Degree centrality analysis for 20 hub genes.
| Node | Description | Degree |
|---|---|---|
| BCL2L1 | Downregulated | 19 |
| CDH1 | Upregulated | 13 |
| CAT | Upregulated | 12 |
| TYK2 | Upregulated | 12 |
| REL | Downregulated | 11 |
| PTK2 | Upregulated | 10 |
| CSF2 | Downregulated | 9 |
| HCK | Downregulated | 8 |
| BIRC2 | Downregulated | 8 |
| NFKB2 | Downregulated | 8 |
| WDFY2 | Upregulated | 7 |
| MAPK10 | Upregulated | 7 |
| PRKCD | Downregulated | 7 |
| ATM | Upregulated | 6 |
| TRIP10 | Downregulated | 6 |
| CD44 | Upregulated | 6 |
| PTK2B | Downregulated | 6 |
| FMOD | Downregulated | 5 |
| FNBP1 | Downregulated | 5 |
| IER3 | Downregulated | 5 |
Kyoto Encyclopedia of Genes and Genomes pathway enrichment analysis for the 20 hub genes.
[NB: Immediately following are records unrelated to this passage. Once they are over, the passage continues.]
PR #610, opened 2025-11-10
data: Add licensing and copyright data to D-Bus interface XML files

pwithnall:
These files are likely to be copied into other projects (for example, so proxy objects can be generated from them, or mock interfaces built), so it would be good if their copyright and licensing data went with them.

Copyright data extracted manually by looking at `git log` lists for the two files.

### DIFF
--- a/data/org.freedesktop.PolicyKit1.AuthenticationAgent.xml
+++ b/data/org.freedesktop.PolicyKit1.AuthenticationAgent.xml
@@ -1,3 +1,28 @@
+<?xml version="1.0" encoding="UTF-8"?>
+<!--
+  Copyright 2009, 2015 Red Hat
+
+  SPDX-License-Identifier: LGPL-2.1-or-later
+
+  This library is free software; you can redistribute it and/or
+  modify it under the terms of the GNU Lesser General Public
+  License as published by the Free Software Foundation; either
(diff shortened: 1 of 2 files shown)


data/org.freedesktop.PolicyKit1.AuthenticationAgent.xml
```diff
@@ -1,3 +1,28 @@
+<?xml version="1.0" encoding="UTF-8"?>
+<!--
+  Copyright 2009, 2015 Red Hat
+
+  SPDX-License-Identifier: LGPL-2.1-or-later
```
bluca: The SPDX line should be a separate comment, on a single line (see 'Format'): https://spdx.dev/learn/handling-license-info/#how

pwithnall: I think that might be an artifact of the fact the guidance on spdx.dev is using single line comment delimiters. The [guidance on reuse.software](https://reuse.software/tutorial/) shows the SPDX lines can be incorporated into the wider header comment, `reuse lint` is happy with this format, and it’s the way I (and others) have been doing it across multiple projects for a while now!

bluca: Ok fair enough

PR #612, opened 2025-11-18
auth_keep: Disable via sudoers timestamp_timeout=0

danielzgtg:
## Summary

Temporarily inherit sudoers timestamp_timeout=0 upholding security. Permanent'll be #560.

This is a temporary solution to disable auth_keep after #533 broadened it. People upgrading might not realize they cannot walk away from their computer anymore when it has an unlocked non-root shell that just performed some action. Looking at `/usr/share/polkit-1/actions`, worrying ones include PackageKit and UDisks2.

This reads `/etc/sudoers` because the most-affected people would've had edited it. Ideally this can land before the December release. The longer-term task for a permanent solution with nonzero timeouts is #560.

### Draft testing

Draftified while debugging until my Ubuntu VM tty can reproduce the original auth_keep without my changes.


danielzgtg:
> already open and waiting

Nice! I'd prefer that that one get merged soon.

I made this PR in a rush before December in case that one gets delayed.

danielzgtg:
Testing showed infeasibility from `/usr/lib/systemd/system/polkit.service`'s `User=polkitd` being unable to read `/etc/sudoers`.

| ID | Name | P-value | Genes |
|---|---|---|---|
| hsa05202 | Transcriptional misregulation in cancer | 0.0003731 | CSF2, PTK2, REL, BCL2L1, ATM |
| hsa04064 | NF-κB signaling pathway | 0.0007863 | NFKB2, BCL2L1, BIRC2, ATM |
| hsa05200 | Pathways in cancer | 0.001083 | PTK2, CDH1, NFKB2, BCL2L1, MAPK10, BIRC2 |
| hsa05145 | Toxoplasmosis | 0.001901 | TYK2, BCL2L1, MAPK10, BIRC2 |
| hsa04062 | Chemokine signaling pathway | 0.006877 | PTK2, PTK2B, HCK, PRKCD |
| hsa05169 | Epstein-Barr virus infection | 0.007294 | TYK2, CD44, NFKB2, MAPK10 |
| hsa04210 | Apoptosis | 0.007715 | BCL2L1, BIRC2, ATM |
| hsa05222 | Small cell lung cancer | 0.01415 | PTK2, BCL2L1, BIRC2 |
| hsa04912 | GnRH signaling pathway | 0.01611 | PTK2B, MAPK10, PRKCD |
| hsa05166 | HTLV-I infection | 0.01643 | CSF2, NFKB2, BCL2L1, ATM |
| hsa04668 | TNF signaling pathway | 0.02149 | CSF2, MAPK10, BIRC2 |
| hsa04380 | Osteoclast differentiation | 0.03187 | TYK2, NFKB2, MAPK10 |
| hsa04068 | FoxO signaling pathway | 0.03323 | CAT, MAPK10, ATM |
| hsa04630 | Jak-STAT signaling pathway | 0.03840 | TYK2, CSF2, BCL2L1 |
Figure 4.Subnetwork module analysis of DEGs identified three modules. Red circles represent upregulated DEGs and green diamonds represent DEGs. DEGs, differentially expressed genes.
Figure 5.miRNA-target regulatory network analysis. Blue triangles represent miRNA, red circles represent upregulated DEGs, green diamonds represent downregulated DEGs and the arrows indicate the direction of regulation. miRNA, microRNA; DEGs, differentially expressed genes.